◆ **Your task**:
Read the records beneath this task and copy every line that contains the string "makes".

◆ **Records shown**:
PR #491, opened 2020-09-21
refactor: clean up gist action states

codebytere:
Fiddle can't perform more than one action at a given time, so it makes more sense to place all potential actions in one state variable.

We also had some state variables in the Mobx store and some not, and as we should disable the command bar during _any_ action it makes the most sense to place this overarching state variable in the Mobx store.

cc @felixrieseberg


erickzhao (approved):
Looks good!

◆ **Response below**:
Fiddle can't perform more than one action at a given time, so it makes more sense to place all potential actions in one state variable.
We also had some state variables in the Mobx store and some not, and as we should disable the command bar during _any_ action it makes the most sense to place this overarching state variable in the Mobx store.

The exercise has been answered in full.